Shura council members support women’s rights to drive, urging for an introduction of a proper system to inculcate women onto the road; however, the higher authorities have not approved this yet, making it more difficult. It will not happen overnight. Lawmakers, liberal thinkers and women will have to be as resilient as ever and push until they break the glass ceiling. On a related note, the likes of Uber and Careem have immensely eased mobility for women ever since their launch in Saudi Arabia. It may not be a perfect substitute for public transport, but now women can commute independently whenever they please, instead of relying on male guardians or chauffeurs.

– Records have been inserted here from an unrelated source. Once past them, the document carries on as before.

PR #6143, opened 2019-10-31
Unpin pytest<3

joshmoore:
Pytest dropped support for Python 2 syntax leading us
to pin the version. Since the syntax has been updated,
this can now be unpinned.

### DIFF
--- a/components/tools/OmeroFS/setup.py
+++ b/components/tools/OmeroFS/setup.py
@@ -35,4 +35,4 @@ setup(name="OmeroFS",
       package_dir={"": "target"},
       packages=[''],
       cmdclass={'test': PyTest},
-      tests_require=['pytest<3'])
+      tests_require=['pytest'])
--- a/components/tools/OmeroFS/setup.py
+++ b/components/tools/OmeroFS/setup.py
@@ -35,4 +35,4 @@ setup(name="OmeroFS",
       package_dir={"": "target"},
       packages=[''],
       cmdclass={'test': PyTest},
-      tests_require=['pytest'])
+      tests_require=['pytest', 'pytest-xdist'])
--- a/components/tools/OmeroPy/setup.py
+++ b/components/tools/OmeroPy/setup.py
@@ -69,4 +69,4 @@ setup(
         'omero.gateway': ['pilfonts/*'],
         'omero.gateway.scripts': ['imgs/*']},
     cmdclass={'test': PyTest},
-    tests_require=['pytest'])
+    tests_require=['pytest', 'pytest-xdist'])
--- a/components/tools/OmeroPy/setup.py
+++ b/components/tools/OmeroPy/setup.py
@@ -69,4 +69,4 @@ setup(
         'omero.gateway': ['pilfonts/*'],
         'omero.gateway.scripts': ['imgs/*']},
     cmdclass={'test': PyTest},
-    tests_require=['pytest<3'])
+    tests_require=['pytest'])
--- a/components/tools/OmeroPy/test/conftest.py
+++ b/components/tools/OmeroPy/test/conftest.py
@@ -9,6 +9,7 @@
 from builtins import range
 from builtins import object
 import pytest
+import os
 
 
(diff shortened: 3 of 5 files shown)


sbesson:
The state of the Py2/Py3 integration tests with this PR included seem to indicate uncapping pytest does not create regression. Some tests were affected by dropped functionalities but the fix are relatively easy - see https://github.com/ome/openmicroscopy/pull/6151 - and uncapping this allows to start enabling parallel tests at least locally.

The primary issue I have been encountering is an environment setup one as I was expecting `setup.py test` to auto-install the appropriate dependency. However on Python 2, it looks like this pull `pytest 5.2.2` which is Python 3 only.

Rather than trying to fix `setup.py`, I will look into whether a `tox` environment similar to https://github.com/ome/omero-py/blob/master/tox.ini can be easily set up for these integration tests.

joshmoore:
Looks like even the newest setuptools can't handle the python_version < 3` syntax:

```
(py27) /opt/ome9/components/tools/OmeroPy $which pip
/opt/anaconda/envs/py27/bin/pip
(py27) /opt/ome9/components/tools/OmeroPy $pip install -U setuptools
DEPRECATION: Python 2.7 will reach the end of its life on January 1st, 2020. Please upgrade your Python as Python 2.7 won't be maintained after that date. A future version of pip will drop support for Python 2.7. More details about Python 2 support in pip, can be found at https://pip.pypa.io/en/latest/development/release-process/#python-2-support
Collecting setuptools
  Downloading https://files.pythonhosted.org/packages/d9/de/554b6310ac87c5b921bc45634b07b11394fe63bc4cb5176f5240addf18ab/setuptools-41.6.0-py2.py3-none-any.whl (582kB)
     |████████████████████████████████| 583kB 1.2MB/s
Installing collected packages: setuptools
  Found existing installation: setuptools 41.4.0
    Uninstalling setuptools-41.4.0:
      Successfully uninstalled setuptools-41.4.0
Successfully installed setuptools-41.6.0
(py27) /opt/ome9/components/tools/OmeroPy $./setup.py test test/x.py
ez_setup.py is deprecated and when using it setuptools will be pinned to 33.1.1 since it's the last version that supports setuptools self upgrade/installation, check https://github.com/pypa/setuptools/issues/581 for more info; use pip to install setuptools
WARNING: '' not a valid package name; please use only .-separated package names in setup.py
error in omero_client setup command: 'tests_require' must be a string or list of strings containing valid project/version requirement specifiers; Invalid requirement, parse error at "'if pytho'"
(py27) /opt/ome9/components/tools/OmeroPy $git diff setup.py
diff --git a/components/tools/OmeroPy/setup.py b/components/tools/OmeroPy/setup.py
index 0a1d51c63d..f7e0b82a92 100755
--- a/components/tools/OmeroPy/setup.py
+++ b/components/tools/OmeroPy/setup.py
@@ -69,4 +69,7 @@ setup(
         'omero.gateway': ['pilfonts/*'],
         'omero.gateway.scripts': ['imgs/*']},
     cmdclass={'test': PyTest},
-    tests_require=['pytest', 'pytest-xdist'])
+    tests_require=[
+        'pytest < 5 if python_version < 3',
+        'pytest',
+        'pytest-xdist'])
```

Only other option would be to use `if sys.version_info < (3, 0, 0)` but that may cause other issues.

joshmoore:
Note: one downside of the conftest.py change is that xdist _must_ be installed.

sbesson (approved):
This has been successfully included in the integration tests for the last weeks. Additionally, enabling `pytest-xdist` allowed us to investigate parallelization of tests, at least for a subset of them since the current implementations have a lot of single-threaded assumptions.

As noted above, the main downside is https://github.com/ome/openmicroscopy/pull/6143#issuecomment-548831450 i.e. related to the setup. A review of https://docs.openmicroscopy.org/omero/5.5.1/developers/testing.html#running-tests-directly should probably be done further down the line as we migrate towards a release. Additionally, this only affects the soon-not-recommended Python 2 environment.

LGTM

As social media apps, like Instagram and Snapchat, took the world by storm, Saudi women were quick to get on the bandwagon. They mostly use these apps in Arabic, keeping up with the global trends, connecting with comrades and following their local social media influencers on beauty, lifestyle, fashion, etc.
In the grand scheme of things, all these reforms are part and parcel of the country’s Vision 2030, making the region a more modern, youth-oriented society and with the goal of being a tourist-friendly destination by 2030.
Saudi Arabia wants to diversify its economy for sustainability and a thriving long-term future. Several sectors and resources have been neglected or shunned in the past, the entertainment sector being one such example. As part of Vision 2030, cultural and entertainment avenues will expand to cater to youth culture, saving them frequent flights to Bahrain or Dubai for leisure. Cultural venues – libraries, arts venues and museums – will open and local talent will be supported. To achieve this, the government seems willing to revise their current regulations. All this indicates that the country is indeed in a state of change, so a lot more seems possible now compared to before. There is still a long way to go to achieve the basic fundamentals of equality. Nevertheless, the good thing is that the ground work has begun. It is essential to highlight that Saudi Arabia, infamous for its treatment of women, is finally advocating women rights. It’s important to support those who have spent decades working towards change for women.
The UN must take responsibility to monitor the progress and intervene if the the country is not up to the mark. It is necessary to keep the discourse alive until results are achieved. Some critics have said that women rights are being pushed forward for international clout and personal gain on the part of the leaders involved in the Vision 2030. As long as there is a discussion for reforms on public forums, be it to fuel whichever agenda, it is nonetheless, extremely vital the cause for women is finally being addressed. The Saudi revolution is of a unique kind, not thunderous or anarchic in nature, but at a tortoise’s pace, slow and steady. Till then, the women shall keep their eyes on the finish line, especially women in the lower and middle socioeconomic class. They cannot afford to fly to neighbouring Gulf regions for a breath of fresh air whenever they please, or to take off their abayas to feel the cool breeze, or enjoy a little power leverage inside fancy compounds. All they have is the determination of the tortoise to make it to the finish line.
Hina Zahir Imam is a writer and photographer in Saudi Arabia.